Nice work! Looks pretty good at first glance. One suggestion that might help with the simplicity to readers is that you have a lot of nice clearly worded variables and then quite a few one letter variables. Maybe renaming some of those variable with more meaningful names might help with clarity for the reader.
Sorry now after taking second look actor critic looks off to me. Is this performing well? Why discount factor of 0.9 not traditional 0.99. Also do have your rewards matched up incorrectly in different step direction to actions and values?
According to the Sutton book this might be better described as “REINFORCE with baseline” (page 342) rather than actor-critic:
Although the REINFORCE-with-baseline method learns both a policy and a state-value function, we do not consider it to be an actor-critic method because its state-value function is used only as a baseline, not as a critic. That is, it is not used for bootstrapping (updating a state from the estimated values of subsequent states), but only as a baseline for the state being updated.
But it does perform pretty well. The rewards are given only at the end of the episode, and the discount factor was lowered because episodes are relatively short (~50 steps).

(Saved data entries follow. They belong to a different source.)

PR #90, opened 2021-02-03
Feat/multi notary

phbelitz:
multi notary support


connaisseur/flask_server.py
```diff
@@ -5,7 +5,8 @@
 from requests.exceptions import HTTPError
 from connaisseur.exceptions import BaseConnaisseurException, UnknownVersionError
 from connaisseur.mutate import admit, validate
-from connaisseur.notary_api import health_check
+
+# from connaisseur.notary_api import health_check
```
Starkteetje, line 9: Remove unused import :)

connaisseur/flask_server.py
```diff
@@ -111,10 +112,4 @@ def readyz():
...
         webhook_response = None
 
-    notary_health = health_check(os.environ.get("NOTARY_SERVER"))
-
-    return (
-        ("", 200)
-        if ((webhook_response or sentinel_running) and notary_health)
-        else ("", 500)
-    )
+    return ("", 200) if (webhook_response or sentinel_running) else ("", 500)
```
Starkteetje, line 115: Since this changes behaviour from ADR-1, we might want to add an update as ADR-3. Would probably be a good idea anyways, covering the config layout we discussed at length

Starkteetje (changes requested):
Not yet done with review, but guess I'll comment already in case you need stuff to do :P

Makefile
```diff
@@ -28,11 +28,10 @@ install: certs
 uninstall:
 	kubectl config set-context --current --namespace $(NAMESPACE)
 	helm uninstall connaisseur
-	kubectl delete ns $(NAMESPACE) --timeout=120s
```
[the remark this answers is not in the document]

oh ok I see how that can work though doesn’t seem like it would be very robust in general purpose algorithms go. As for discount factor in my understanding and use of it a lower discount factor will just lead to grab rewards as soon as it can(High immediate reward values) and a higher discount factor leads to more importance on later rewards. Gridworld is a end goal objective game I believe(sorry never played lol) so would benefit with higher D factor in my opinion. Number of steps should not be an issue.